## EXERCISE GOAL
Scan the entries below for the string "path" and copy every line where it turns up.

## SUPPLIED DATA

PR #1458, opened 2026-08-08
fix(schematics): enhance project detection

### LINKED ISSUE #1448: [Bug]: hasPrimeng misses several dependency fields, and ng add then emits a duplicate theme import
### Checklist

### What happened?

Found while investigating #1444. Two defects that compound into a workspace that no longer compiles.

**1. Detection is incomplete.** `hasPrimeng` (`schematics/utils/package-json.ts:62-73`) only inspects `dependencies` and `devDependencies`:

```ts
if ('primeng' in (pkg.dependencies ?? {}) || 'primeng' in (pkg.devDependencies ?? {})) {
    found = true;
}
```

A real PrimeNG project is missed when `primeng` is declared only in `peerDependencies` (normal for a library package inside a monorepo), only in `optionalDependencies`, only via `resolutions` / `pnpm.overrides`, installed but undeclared, or declared in a `package.json` under `dist/` (excluded by `SKIP_DIRS`). In those cases the guard passes and `freshSetup` runs on a PrimeNG workspace.

**2. The default-import guard checks the wrong thing.** `addDefaultImport` (`schematics/utils/app-config.ts:11`) treats an import as already present only when the module specifier *and* the binding name both match:

```ts
statement.moduleSpecifier.text === module && statement.importClause?.name?.text === name
```

It never checks whether the binding name alone is already taken. PrimeNG's theme presets use the same names as ours (`Aura`, `Lara`, `Material`, `Nora`), so on a workspace that already has `import Aura from '@primeuix/themes/aura'` it happily adds a second `import Aura`, and the file stops compiling.

### Steps to reproduce

1. Take an Angular v21 app that uses PrimeNG with the Aura preset, so `app.config.ts` contains `import Aura from '@primeuix/themes/aura';` and `providePrimeNG({ theme: { preset: Aura } })`.
2. Declare `primeng` in `peerDependencies` rather than `dependencies`.
3. Run `ng add @openng/optimus-ui`.
4. Open `src/app/app.config.ts` and run `tsc`.

Verified against `main` (820a69ad89) using the repo's own test harness (`SchematicTestRunner` over a real `@schematics/angular` v21 `workspace` + `application` tree), then type-checking the emitted file.

### Expected behavior

Either `primeng` is detected and `ng add` bails as designed, or, if the schematic does proceed, it does not emit an import that collides with an existing binding.

### Actual behavior

`ng add` reports success and writes a file that does not compile:

```ts
import Aura from '@primeuix/themes/aura';
import { providePrimeNG } from 'primeng/config';
import { ApplicationConfig, provideBrowserGlobalErrorListeners } from '@angular/core';
import { provideRouter } from '@angular/router';

import { routes } from './app.routes';
import { provideOptimus } from '@openng/optimus-ui/config';
import Aura from '@openng/optimus-ui-themes/aura';

export const appConfig: ApplicationConfig = {
  providers: [providePrimeNG({ theme: { preset: Aura } }),
    provideBrowserGlobalErrorListeners(),
    provideRouter(routes), provideOptimus({ theme: { preset: Aura } })
  ]
};
```

`tsc` on that output:

```
app.config.ts:1 error TS2300: Duplicate identifier 'Aura'.
app.config.ts:8 error TS2300: Duplicate identifier 'Aura'.
```

Note also that both `provideOptimus` and `providePrimeNG` now reference the same `Aura` binding, so even after resolving the collision the preset wiring is wrong.

### Minimal reproduction

No external repro needed, reproducible directly against this repository. See the steps above.

### Library version

1.0.1, 2.0.0-rc.0, and `main` at 820a69ad89

### Angular version

21.0.0

### Node version

24.17.0

### Package manager

pnpm

### Browser(s)

Other

### Environment details

- OS: macOS
- Node: 24.17.0

### Angular application setup

Standalone components

### Relevant log output

```shell
info: Added provideOptimus with the Aura preset to /src/app/app.config.ts.
```

### Additional context

Suggested fixes, independent of each other:

- Widen `hasPrimeng` to cover `peerDependencies` and `optionalDependencies`, and consider `resolutions` / `pnpm.overrides`. `hasPrimeflex` (`package-json.ts:80-91`) has the same narrow check and would want the same treatment.
- Make `addDefaultImport` collision-aware: if the binding name is already bound to a different module, either alias the new import (`import AuraPreset from '@openng/optimus-ui-themes/aura'`) or fall back to the manual-instructions path rather than emitting broken code.

The second fix is the more important of the two, since it protects every path into `addDefaultImport`, not just the ones where detection failed.

geromegrignon:
## Description

Fix migration schematic detections.

## Related issues

Fixes #1448

## Type of change

- [ ] Documentation only

## Breaking changes

None

## Test plan

- [x] `npm run build`
- [x] `npm test`
- [x] `npm run lint`
- [ ] Verified in the demo app (if applicable)

## Checklist

### DIFF
--- a/packages/optimus-ui/schematics/ng-add/index.ts
+++ b/packages/optimus-ui/schematics/ng-add/index.ts
@@ -132,11 +132,25 @@ async function wireProvideOptimus(tree: Tree, context: SchematicContext, options
         // `external()` only emits named imports, and `@openng/optimus-ui-themes/aura` only has a
         // default export — add it ourselves.
         const original = tree.read(wiredFile)!.toString();
-        const updated = addDefaultImport(original, preset, module);
+        const imported = addDefaultImport(original, preset, module);
+        let updated = imported.text;
+        if (imported.bindingName !== preset) {
+            // The preset name is already taken in this file (e.g. `Aura` imported from another
+            // theme package), so the import went in under a different binding — retarget the
+            // `preset:` reference in the provider call addRootProvider just inserted. `external()`
+            // may itself have aliased the provideOptimus binding (provideOptimus_1, …), hence `\w*`.
+            const providerCall = new RegExp(`(provideOptimus\\w*\\(\\{\\s*theme:\\s*\\{\\s*preset:\\s*)${preset}(\\s*\\}\\s*\\}\\s*\\))`);
+            if (!providerCall.test(updated)) {
+                context.logger.warn(instructions);
+                return;
+            }
+            updated = updated.replace(providerCall, `$1${imported.bindingName}$2`);
+        }
         if (updated !== original) {
             tree.overwrite(wiredFile, updated);
         }
-        context.logger.info(`Added provideOptimus with the ${preset} preset to ${wiredFile}.`);
+        const bindingNote = imported.bindingName === preset ? '' : ` (bound as ${imported.bindingName})`;
+        context.logger.info(`Added provideOptimus with the ${preset} preset to ${wiredFile}${bindingNote}.`);
     } catch {
         context.logger.warn(instructions);
     }
--- a/packages/optimus-ui/schematics/ng-add/index.ts
+++ b/packages/optimus-ui/schematics/ng-add/index.ts
@@ -15,13 +15,16 @@ function themeImport(theme: Theme): { preset: string; module: string } {
     return { preset: theme, module: `${THEMES_PACKAGE}/${theme.toLowerCase()}` };
 }
 
-function manualInstructions(theme: Theme): string {
+function manualSteps(theme: Theme): string {
     const { preset, module } = themeImport(theme);
-    return `Could not find a providers array to update automatically. Finish the setup manually:
-  1. import { provideOptimus } from '@openng/optimus-ui/config';
+    return `  1. import { provideOptimus } from '@openng/optimus-ui/config';
   2. import ${preset} from '${module}';
   3. add provideOptimus({ theme: { preset: ${preset} } }) to your root providers
      (bootstrapApplication providers, or an NgModule's providers array).`;
+}
+
+function manualInstructions(theme: Theme): string {
+    return `Could not find a providers array to update automatically. Finish the setup manually:\n${manualSteps(theme)}`;
 }
 
 /**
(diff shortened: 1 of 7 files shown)


packages/optimus-ui/schematics/utils/package-json.ts
Ionaru: Dependency detection was widened with `DIRECT_DEPENDENCY_SECTIONS`, but the actual action part here still uses only `['dependencies', 'devDependencies']`.

packages/optimus-ui/schematics/ng-add/index.ts
```diff
@@ -132,11 +132,25 @@ async function wireProvideOptimus(tree: Tree, context: SchematicContext, options
...
+        let updated = imported.text;
+        if (imported.bindingName !== preset) {
+            // The preset name is already taken in this file (e.g. `Aura` imported from another
+            // theme package), so the import went in under a different binding — retarget the
+            // `preset:` reference in the provider call addRootProvider just inserted. `external()`
+            // may itself have aliased the provideOptimus binding (provideOptimus_1, …), hence `\w*`.
+            const providerCall = new RegExp(`(provideOptimus\\w*\\(\\{\\s*theme:\\s*\\{\\s*preset:\\s*)${preset}(\\s*\\}\\s*\\}\\s*\\))`);
+            if (!providerCall.test(updated)) {
+                context.logger.warn(instructions);
+                return;
```
Ionaru, line 171: This check's bail-out leaves a potentially broken `provideOptimus({ theme: { preset: Aura } })` in the file. With `Aura` being whatever the conflicted package was.

Ionaru (changes requested):

packages/optimus-ui/schematics/utils/app-config.ts
```diff
@@ -1,19 +1,57 @@
...
+export function addDefaultImport(text: string, name: string, module: string): DefaultImportResult {
     const sourceFile = ts.createSourceFile('file.ts', text, ts.ScriptTarget.Latest, true);
+    const defaultImports = collectDefaultImports(sourceFile);
+
+    const existing = defaultImports.find((candidate) => candidate.module === module);
+    if (existing) {
+        return { text, bindingName: existing.bindingName };
+    }
+
+    const legacy = defaultImports.find((candidate) => mapModuleSpecifier(candidate.module) === module);
```
Ionaru, line 39: This retarget makes the failure mode worse in exactly the cases #1448 says are still unfixed.

The issue lists "installed but undeclared" and "declared in a `package.json` under `dist/`" as detection gaps, and this PR does not close either. In those workspaces `hasPrimeng` returns false, `freshSetup` runs, and a live PrimeNG app reaches here with `import Aura from '@primeuix/themes/aura'` and `providePrimeNG({ theme: { preset: Aura } })` still in the file.

Before this PR that produced a second `import Aura` and `TS2300: Duplicate identifier`, which is loud and immediately obvious. Now the specifier is rewritten in place and the binding name is kept, so `providePrimeNG` silently receives an Optimus preset object at runtime. It compiles, so nothing tells the user anything is wrong. That is the "even after resolving the collision the preset wiring is wrong" note from the issue, now without the compile error that used to surface it.

The new test for this path uses a fixture with no `providePrimeNG` call, so it does not cover this.

Suggestion: skip the in-place retarget when the file still contains a `providePrimeNG` call and fall back to the manual instructions.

## SOLUTION TO THE PROBLEM
- Make `addDefaultImport` collision-aware: if the binding name is already bound to a different module, either alias the new import (`import AuraPreset from '@openng/optimus-ui-themes/aura'`) or fall back to the manual-instructions path rather than emitting broken code.
The second fix is the more important of the two, since it protects every path into `addDefaultImport`, not just the ones where detection failed.
The new test for this path uses a fixture with no `providePrimeNG` call, so it does not cover this.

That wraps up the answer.